Both the line with "mythbackend: mythbackend[728481]: E" and the line with "hdhrstreamhandler.cpp:242 (UpdateFilters) HDHRSH\[4\]" in the records below must appear in the output, along with every line between them, exactly and with nothing added.

Stored entries
######
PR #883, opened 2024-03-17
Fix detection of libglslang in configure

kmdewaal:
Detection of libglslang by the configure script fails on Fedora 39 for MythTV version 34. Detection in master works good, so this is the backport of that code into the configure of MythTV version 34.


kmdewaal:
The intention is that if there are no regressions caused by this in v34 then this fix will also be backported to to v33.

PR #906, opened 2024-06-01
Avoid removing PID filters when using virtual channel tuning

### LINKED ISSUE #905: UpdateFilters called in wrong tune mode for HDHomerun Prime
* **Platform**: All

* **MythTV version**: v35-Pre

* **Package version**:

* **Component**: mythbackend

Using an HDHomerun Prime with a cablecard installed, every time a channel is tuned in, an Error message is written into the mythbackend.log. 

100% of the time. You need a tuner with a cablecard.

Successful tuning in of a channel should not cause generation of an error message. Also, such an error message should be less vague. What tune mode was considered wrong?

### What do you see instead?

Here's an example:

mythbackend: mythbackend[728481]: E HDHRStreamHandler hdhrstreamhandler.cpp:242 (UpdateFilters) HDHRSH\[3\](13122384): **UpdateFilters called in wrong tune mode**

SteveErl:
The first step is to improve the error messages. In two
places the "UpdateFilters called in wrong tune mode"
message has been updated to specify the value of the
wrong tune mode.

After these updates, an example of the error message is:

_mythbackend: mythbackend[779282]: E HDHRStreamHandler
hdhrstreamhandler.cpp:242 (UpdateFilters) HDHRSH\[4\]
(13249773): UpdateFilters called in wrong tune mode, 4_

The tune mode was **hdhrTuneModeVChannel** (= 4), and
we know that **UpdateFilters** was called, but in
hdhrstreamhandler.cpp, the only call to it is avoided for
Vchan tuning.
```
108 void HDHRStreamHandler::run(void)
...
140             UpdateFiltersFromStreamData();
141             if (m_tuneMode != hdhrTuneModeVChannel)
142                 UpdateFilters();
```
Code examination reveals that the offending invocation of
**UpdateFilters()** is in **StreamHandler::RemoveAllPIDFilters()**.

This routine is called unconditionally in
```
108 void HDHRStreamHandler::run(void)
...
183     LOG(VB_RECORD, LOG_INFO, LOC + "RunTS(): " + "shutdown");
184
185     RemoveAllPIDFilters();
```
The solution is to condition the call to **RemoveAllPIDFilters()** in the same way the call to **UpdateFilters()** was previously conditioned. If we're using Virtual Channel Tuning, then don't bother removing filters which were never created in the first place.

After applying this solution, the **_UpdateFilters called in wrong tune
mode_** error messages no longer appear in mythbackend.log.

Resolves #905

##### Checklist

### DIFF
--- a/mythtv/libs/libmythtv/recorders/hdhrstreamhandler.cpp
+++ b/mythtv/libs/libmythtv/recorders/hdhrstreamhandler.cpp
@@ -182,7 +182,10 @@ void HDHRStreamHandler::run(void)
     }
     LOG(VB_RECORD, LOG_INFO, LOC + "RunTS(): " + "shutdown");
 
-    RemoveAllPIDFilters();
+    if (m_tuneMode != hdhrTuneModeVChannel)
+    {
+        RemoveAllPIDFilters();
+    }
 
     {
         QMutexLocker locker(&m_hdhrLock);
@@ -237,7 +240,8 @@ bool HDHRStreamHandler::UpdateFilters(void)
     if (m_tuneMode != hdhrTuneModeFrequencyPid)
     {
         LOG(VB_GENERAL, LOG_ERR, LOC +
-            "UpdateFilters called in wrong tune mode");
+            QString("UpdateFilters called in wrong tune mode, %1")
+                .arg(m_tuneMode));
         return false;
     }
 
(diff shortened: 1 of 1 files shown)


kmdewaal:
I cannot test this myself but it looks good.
######
_Task answer:_
mythbackend: mythbackend[728481]: E HDHRStreamHandler hdhrstreamhandler.cpp:242 (UpdateFilters) HDHRSH\[3\](13122384): **UpdateFilters called in wrong tune mode**

SteveErl:
The first step is to improve the error messages. In two
places the "UpdateFilters called in wrong tune mode"
message has been updated to specify the value of the
wrong tune mode.

After these updates, an example of the error message is:

_mythbackend: mythbackend[779282]: E HDHRStreamHandler
hdhrstreamhandler.cpp:242 (UpdateFilters) HDHRSH\[4\]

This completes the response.